* Required work: Search the entries below for the word "ITentacleClient" and copy every line where it appears.

(Data for processing begins)

PR #835, opened 2024-03-13
Add v2 ExecuteScript overload to ITentacleClient

rhysparry:
Add an overload for ITentacleClient.ExecuteScript that accepts a `StartScriptCommandV2`

Using this overload will ensure a V2 endpoint is used to execute the script, falling back to V1 if V2 is unsupported.

This is intended to reduce confusion from the existing method which takes a v3alpha version of the command.

[SC-69441]

# Background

(Data for processing ends)

* Solution to the exercise:
Add v2 ExecuteScript overload to ITentacleClient
Add an overload for ITentacleClient.ExecuteScript that accepts a `StartScriptCommandV2`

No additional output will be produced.